> _TASK DIRECTIONS_: After finding the line with "PR #962, opened 2022-11-05" in the data below, set down exactly each line through the one with "analogWrite(10, 255); outputs", inclusive, and stop there.

> _RECORDS FOR PROCESSING_:
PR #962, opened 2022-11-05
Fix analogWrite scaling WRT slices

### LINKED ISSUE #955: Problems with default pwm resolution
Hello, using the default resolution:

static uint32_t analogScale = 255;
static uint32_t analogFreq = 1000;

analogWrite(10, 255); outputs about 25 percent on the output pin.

==

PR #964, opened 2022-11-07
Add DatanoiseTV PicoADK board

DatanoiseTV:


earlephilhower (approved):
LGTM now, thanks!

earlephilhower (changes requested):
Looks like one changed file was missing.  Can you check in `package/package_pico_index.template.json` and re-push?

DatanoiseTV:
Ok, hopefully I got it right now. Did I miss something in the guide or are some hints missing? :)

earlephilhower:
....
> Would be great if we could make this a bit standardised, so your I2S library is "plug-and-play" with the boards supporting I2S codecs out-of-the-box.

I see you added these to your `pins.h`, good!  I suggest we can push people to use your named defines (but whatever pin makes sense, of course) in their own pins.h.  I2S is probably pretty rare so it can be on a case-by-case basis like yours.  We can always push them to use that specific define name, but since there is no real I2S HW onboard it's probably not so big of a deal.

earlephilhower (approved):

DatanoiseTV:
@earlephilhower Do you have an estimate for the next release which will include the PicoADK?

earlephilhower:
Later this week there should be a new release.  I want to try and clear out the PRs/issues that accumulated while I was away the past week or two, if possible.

> _RESPONSE TO THE TASK_:
PR #962, opened 2022-11-05
Fix analogWrite scaling WRT slices

### LINKED ISSUE #955: Problems with default pwm resolution
Hello, using the default resolution:

static uint32_t analogScale = 255;
static uint32_t analogFreq = 1000;

analogWrite(10, 255); outputs about 25 percent on the output pin.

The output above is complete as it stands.